Show all the lines in the data below that include the word "manage".

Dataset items
# # # #
PR #1392, opened 2024-03-13
DPM-159 - DBT Platform build configuration

acodeninja:


acodeninja:
@MattHolmes123 and @chris-pettinga feel free to review and merge at your leisure.

.copilot/image_build_run.sh
```diff
@@ -0,0 +1,17 @@
...
+export COPILOT_ENVIRONMENT_NAME='build'
+
+echo "Running python manage.py collectstatic --noinput --traceback"
+python manage.py collectstatic --noinput --traceback
+
+echo "Running compress python manage.py compress --force --engine jinja2"
+python manage.py compress --force --engine jinja2
+
+echo 'Running PLAYWRIGHT_BROWSERS_PATH="/workspace/playwright-deps" python -m playwright install'
+PLAYWRIGHT_BROWSERS_PATH="/workspace/playwright-deps" python -m playwright install
```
# # # #
SOLUTION FOR THIS PROBLEM:
+echo "Running python manage.py collectstatic --noinput --traceback"
+python manage.py collectstatic --noinput --traceback
+echo "Running compress python manage.py compress --force --engine jinja2"
+python manage.py compress --force --engine jinja2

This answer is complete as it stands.